Stadium 2 dan Stadium 3
Untuk kanker yang terletak di kolon, dokter akan menjalankan reseksi kolon disertai
anastomosis. Selain itu, dokter juga bisa memberikan obat kemoterapi. Sedangkan pada
kanker yang terletak di rektum, ada beberapa pilihan pengobatan yang dapat dilakukan, yaitu
dengan mengombinasikan reseksi dengan kemoterapi dan radioterapi, disertai pemantauan
aktif pada kondisi pasien.
Stadium 4
Pada kanker kolon stadium 4, atau kanker yang kembali kambuh setelah diobati, beberapa
pilihan pengobatan yang dapat dilakukan adalah sebagai berikut:

 Reseksi dengan atau tanpa disertai anastomosis.

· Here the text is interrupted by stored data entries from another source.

PR #816, opened 2026-08-08
test: cover legacy workflow reload race (#722)

### LINKED ISSUE #722: [bamboo-server] test: diagnose flaky legacy workflow Unicode-name save assertion
## Problem

The unchanged test `handlers::settings::workflows::tests::legacy_api_preserves_names_outside_skill_id_grammar` failed once in the full `bamboo-server` suite while validating PR #721. Its POST `/workflows` response was non-success, but the assertion does not print the response status or body, so the CI log cannot distinguish a validation conflict, I/O failure, or shared-state/resource failure.

This is outside PR #721's russh dependency-upgrade scope: `crates/app/bamboo-server/src/handlers/settings/workflows/**` is unchanged from `dev`.

## Evidence

- Failing CI: run [30159191987](https://github.com/bigduu/Bamboo-agent/actions/runs/30159191987), job `Test` / `cargo test --all-features --lib --tests`
- Result: 1601 passed, 1 failed, 1 ignored; failure at `tests.rs:490`
- Exact `dev` base `450b6b883652f74f3fbcf4bca780840bf6784ea1` passed the same test twice in CI run [30157550083](https://github.com/bigduu/Bamboo-agent/actions/runs/30157550083)
- PR head `23ce130dcf2057eb563d2454b806257a81aaa209`:
  - isolated exact test: 10/10 passes
  - complete workflows test module: 5/5 passes
- Detached clean `dev` base: isolated exact test passes
- The neighboring concurrent legacy-update and write-through tests passed in the failing CI run

## Acceptance criteria

- [ ] On failure, the test reports the actual response status and body (without exposing secrets).
- [ ] Identify whether full-suite concurrency, shared process state, or transient filesystem/resource behavior can cause the POST to fail.
- [ ] Add a deterministic regression test or a bounded stress/repetition check for the identified cause.
- [ ] Fix the underlying isolation/reliability problem without merely adding blind retries.
- [ ] Demonstrate the relevant suite repeatedly passing under the CI-equivalent command and document the run count.

## Scope boundary

Do not fold this into PR #721 unless evidence shows the russh upgrade causes the failure.

bigduu:
## Summary

- report the actual HTTP status plus a bounded, escaped 2 KiB response-body excerpt when legacy Workflow save assertions fail
- stress two concurrent legacy Workflow writers against explicit catalog reloads and require every POST to succeed
- lock in the source-only contract by asserting that concurrent save/reload leaves one Workflow source, no generated Skill bundle, and no staging files

## Root Cause

At the failing base (`450b6b88`), `save_workflow` and the SkillStore watcher/reload path could both materialize the same legacy Workflow as `SKILL.md`. They used different locks, so two first-time `hard_link` operations could race; the loser mapped `AlreadyExists` to `Conflict`, which the handler returned as a non-success response.

The historical CI assertion did not preserve status/body, so this is the strongest code-grounded explanation rather than forensic confirmation of that run's exact response. PR #753 (`b19a0d36`) has since removed automatic bundle materialization from both paths. This change adds the missing diagnostics and regression coverage so that source-only behavior cannot silently regress.

## Test Plan

- `cargo fmt --check`
- `git diff --check`
- `cargo test -p bamboo-server handlers::settings::workflows::tests -- --nocapture` — 28 passed
- focused concurrency regression — independently repeated twice, 1/1 each
- Unicode-name save regression — 1/1
- `cargo test --all-features --lib --tests` — 3 independent runs, exit 0 each, 7,429 tests discovered per run
  - `bamboo-server`: 1,796 passed, 0 failed, 1 ignored per run
  - root E2E: 208/208 per run
  - `bamboo-engine`: 1,311/1,311 per run
  - `bamboo-config`: 665/665 per run
- `cargo clippy -p bamboo-server --all-features --all-targets` — exit 0
  - strict `-D warnings` is still blocked by the pre-existing unrelated `connect/bridge.rs::create_connect_session` argument-count warning

## Screenshots

Not applicable (test-only change).

Closes #722

### DIFF
--- a/crates/app/bamboo-server/src/handlers/settings/workflows/tests.rs
+++ b/crates/app/bamboo-server/src/handlers/settings/workflows/tests.rs
@@ -1,5 +1,27 @@
 use super::validation::is_safe_workflow_name;
 
+const MAX_LEGACY_FAILURE_BODY_BYTES: usize = 2 * 1024;
+
+/// Preserve the endpoint's actual status and response body when a success
+/// assertion fails without allowing an unexpectedly large or unescaped body to
+/// flood CI logs. This endpoint and its synthetic fixture carry no credentials.
+async fn assert_legacy_endpoint_success(context: &str, response: actix_web::dev::ServiceResponse) {
+    let status = response.status();
+    if status.is_success() {
+        return;
+    }
+
+    let body = actix_web::test::read_body(response).await;
+    let visible_len = body.len().min(MAX_LEGACY_FAILURE_BODY_BYTES);
+    let visible = String::from_utf8_lossy(&body[..visible_len]);
+    let truncated = if body.len() > visible_len {
+        " <truncated>"
+    } else {
+        ""
+    };
+    panic!("{context} failed: status={status}, body={visible:?}{truncated}");
+}
+
 #[actix_web::test]
 async fn workflow_catalog_excludes_instruction_skills_and_returns_orchestration_metadata() {
     let data = tempfile::tempdir().expect("data dir");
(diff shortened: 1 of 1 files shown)


bigduu:
## Agent review

Reviewed exact head `754975ef43bf65d109a0888ee365335e2c78c6a1` against `dev` (`e33a83e1aca17448119ffca9474ea5c236838f55`).

APPROVE — no severity findings.

- Issue #722 acceptance criteria are covered by bounded/escaped failure diagnostics and the concurrent save/reload regression.
- The historical materialization race is accurately described as the strongest code-grounded explanation, not as forensic proof of the old CI response.
- The test is bounded (16 POSTs + 16 explicit reloads), has no lock cycle, preserves one source, and rejects generated Skill bundles or staging files.
- Local verification includes three independent `cargo test --all-features --lib --tests` runs (7,429 tests each), focused repetitions, fmt, diff check, and clippy.
- No unresolved conversation comments, reviews, or review threads were present at this head.

Approval is code-complete; merge remains gated on all required GitHub checks.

 Radioterapi yang bisa dikombinasikan dengan kemoterapi, untuk meredakan gejala
yang dialami pasien.
 Kemoterapi untuk mengendalikan pertumbuhan tumor, dengan atau tanpa terapi target
(penghambat angiogenesis atau antibodi monoklonal).
 Pada pasien yang sebagian anusnya terhalang tumor, dokter akan memasang stent
untuk membantu rektum tetap terbuka.

Untuk kasus kanker kolorektal yang sudah menyebar ke hati, paru, atau indung telur,
dokter dapat menjalankan prosedur bedah pengangkatan, tergantung pada kondisi pasien.
Untuk kasus kanker yang sudah menyebar hingga ke hati, bisa dilakukan bedah yang
dikombinasikan dengan kemoterapi sebelum atau setelah bedah.
Pilihan pengobatan lain adalah kemoembolisasi, yaitu pemberian kemoterapi langsung
melalui pembuluh darah arteri yang menuju tumor untuk menghambat pasokan darah ke sel
tumor. Sedangkan pada pasien kanker kolon yang tidak bisa menjalani bedah, dokter akan
menjalankan ablasi radiofrekuensi atau cryosurgery.

Referensi:
1. Kuipers, et al. (2015). Colorectal Cancer. Nature Reviews Disease Primers,
doi:10.1038/nrdp.2015.65.
2. Marley, AR. Nan, H. (2016). Epidemiology of Colorectal Cancer. International
Journal of Molecular Epidemiology and Genetics, 7(3), pp. 105-114.
3. American Cancer Society (2018). Colorectal Cancer.
4. US Department of Human and Health Services. CDC (2018). Colorectal (Colon)
Cancer.
5. NIH (2018). MedlinePlus. Colorectal Cancer.
6. NIH (2018). National Cancer Institute. Colon Cancer.
7. NIH (2018). National Cancer Institute. Rectal Cancer.
8. Mayo Clinic (2018). Diseases and Conditions. Colon Cancer.